Switzerland defeated Greece on touches received (64–68) after the bouts were tied at 8 apiece. Belgium also defeated Greece. This resulted in Greece being eliminated and the match between Belgium and Switzerland not being played.

Pool 2

France and Yugoslavia each defeated Brazil. This resulted in Brazil being eliminated and the match between France and Yugoslavia not being played.

Pool 3

Argentina and Czechoslavkia each defeated Denmark. This resulted in Denmark being eliminated and the match between Argentina and Czechoslavkia not being played.

Pool 4

Germany and Great Britain each defeated Canada. This resulted in Canada being eliminated and the match between Germany and Great Britain not being played.

Pool 5

Italy and Austria each defeated Egypt. This resulted in Egypt being eliminated and the match between Italy and Austria not being played.

Pool 6

The United States and Hungary each defeated Norway.
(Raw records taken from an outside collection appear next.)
PR #707, opened 2022-07-24
options/rtdl: implement `LD_SHOW_AUXV`

no92:


options/rtdl/generic/main.cpp
```diff
@@ -220,6 +236,71 @@ extern "C" void *interpreterMain(uintptr_t *entry_stack) {
 		if(!(*aux))
 			break;
 
+		if(ldShowAuxv) {
+			switch(*aux) {
+#ifdef AT_PHDR
```
64, line 241: These defines are really ugly, but I'm not sure there is a better way. We could perhaps try to unify the ABI headers a bit more.

64 (changes requested):

options/rtdl/generic/main.cpp
ArsenArsen: could also replace AT_* with something like

```c
#define AT_DO_DEFINES \
        at_cb(AT_PHDR, 1) \
        at_cb(AT_PHENT, 2) \
        ...

enum {
#define at_cb(name, val) name = val,
AT_DO_DEFINES
#undef at_cb
};
```

this block would become

```c
#define at_cb(name, val) case name: mlibc::infoLogger() << #name " 0x" ...
AT_DO_DEFINES
#undef at_cb
```

no92: As far as I can tell, possible `a_type` values are defined in the arch ABI spec, so I don't quite see the point of having it be an abi-bit as it is right now.

avdgrinten: Aren't some of the AT_ constants mandatory for ld.so to work? These can be assumed to exist on all ABIs. Other `AT_` constants are Linux extensions and e.g. FreeBSD's `AT_` constants do not match Linux'.

avdgrinten: Also, the constants defined by the ELF ABI supplement can be assumed to exist and have values matching the standard.

64 (approved):

Dennisbonke (approved):
LGTM

Geertiebear (approved):

PR #708, opened 2022-07-24
pastoral sysdeps

ethan4984:


64:
Thanks for the PR. Can you add the pastoral sysdeps to be run on CI? See `.github/ci.yml`.

ArsenArsen:
can you drop the merge commits and reword the commits to align with the rest of the repository?

avdgrinten:
Use of the mlibc ABI is discouraged for new ports. Consider using the Linux ABI instead (but note that this may require changes in your kernel since the definitions of structs / constants need to match).

PR #710, opened 2022-07-28
Fix some CPU_ stuff on linux

Dennisbonke:
Also implements CPU_ZERO for both mlibc and linux.


avdgrinten (commented):
Why is this an ABI break?

This code does not match mlibc coding style *at all*. It is also not documented. Why are the double underscore macros needed? Why are they not prefixed with __MLIBC? Was it copied from somewhere (copyright violation)? Instead of using these strange macros, we should use proper inline functions.

avdgrinten:
The `#ifdef` based on `__MLIBC_LINUX_OPTION` doesn't make sense to me either. Why does this type change based on the enabled options?

Dennisbonke:
Closing as 828 merged a better version of this.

This resulted in Norway being eliminated and the match between the United States and Hungary not being played.

Round 2

The top two teams in each pool advanced to the semifinals.

Pool 1

Germany and Great Britain advanced from the same first-round group, but had not played each other yet. Great Britain was defeated after losing to both Argentina and Germany, who did not play each other. The match between Argentina and Great Britain was decided on touches received, 57–62, after being tied on individual bouts 8–8.

Pool 2

Italy and the United States each defeated Switzerland. This resulted in Switzerland being eliminated and the match between Italy and the United States not being played.

Pool 3

France and Hungary each defeated Yugoslavia. This resulted in Yugoslavia being eliminated and the match between France and Hungary not being played.

Pool 4

Austria and Belgium each defeated Czechoslovakia. This resulted in Czechoslovakia being eliminated and the match between Austria and Belgium not being played.

Semifinals

The top two teams in each pool advanced to the final.

Semifinal 1

Italy and the United States advanced from the same second-round group, but had not played each other yet. Italy defeated each of the three other teams. Austria had a decisive 12–4 win against the United States, but fell to Hungary on touches received 53–63 after the individual bouts were 8–8. Hungary in turn lost to the United States, 9–7, creating a three-way tie for second place. Austria had lost the fewest individual bouts and advanced.

Semifinal 2

Germany and Argentina advanced from the same second-round group, but had not played each other yet. France remained undefeated, beating each of the other three teams. Germany defeated Belgium and Argentina to advance as well, with Belgium finishing third in the group with a win over Argentina.

Final

In the first pairings, Italy beat Austria while France defeated Germany. In the second, France defeated Austria while Italy beat Germany. The third and final pairings of the round-robin became effectively a gold-medal final between Italy and France (both of whom were undefeated to that point) as well as a bronze-medal match featuring Germany and Austria. Italy reached 9 wins after 13 individual bouts, securing the gold medal while France took silver. Germany accumulated 9 wins in 14 bouts, earning bronze.